While their Southern hemisphere counterparts – South Africa, New Zealand and Australia – are keen to move their competitions around, the men from up north remain as stubborn as the proverbial mule.
Most officials south of the equator prefer a diplomatic approach when addressing the Gordian knot, but Bill Pulver – CEO of the Australian Rugby Union – has decided to air the sport’s dirty laundry in public.
In a recent media teleconference, when discussing the expansion of Super Rugby in 2016, Pulver said SANZAR would happily move their Test windows and other competitions, but have found their counterparts from the Home Unions unwilling to consider similar concessions.
SANZAR have been keen to move the June Test window to July to allow for Super Rugby to be completed before the international season starts.

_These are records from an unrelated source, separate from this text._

Issue #5163, opened 2021-02-13
Histogram values are mag-dependent. Is mag1 the best choice?


fm3:
We currently compute the histogram on the highest resolution data available (usually mag1). This has the effect that noise in the image data heavily influences the histogram values. High-Res SEM data can be quite noisy, some datasets much more so than others.

The noise can get averaged out during downsampling, resulting in a much narrower histogram. We should discuss if sampling the histogram from downsampled data may yield a better representation of the “effective“ brightness distribution.

It may even be useful to make this an option available to the user so that they can inspect in this way how noisy their dataset is.

Example taken from a nucleus in the P5 dataset published in 10.1126/science.abb4534 :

It would avoid the current situation of a competition that is 80 percent complete and then breaks for a month, to be resumed after the mid-year Tests.
“There has been discussions,” Pulver said in the teleconference, adding: “But it will be a long, tough process.
“I am on an IRB committee with the CEOs of New Zealand and South Africa.
“From a Southern Hemisphere perspective there is an obvious preference to move that June window to July.
“Sadly, it is not a speedy process.
“You can imagine some of the barriers we’ve come up against from the Home Nations [England, Wales, Ireland and Scotland] in terms of their reluctance to change.”
Pulver said there is a concerted effort on SANZAR’s part to achieve that outcome, but it will take time.
“We do not like the fact that the Super Rugby competition is not continuous, so it is an outcome we are willing to push hard for.
“However, it is certainly not an easy fix.”
It is also a well-known fact the Home Unions’ unwillingness to move the Six Nations from its current February/March date is causing complication with other international dates and basically preventing a more acceptable global calendar that would give players a much longer break and moire time off.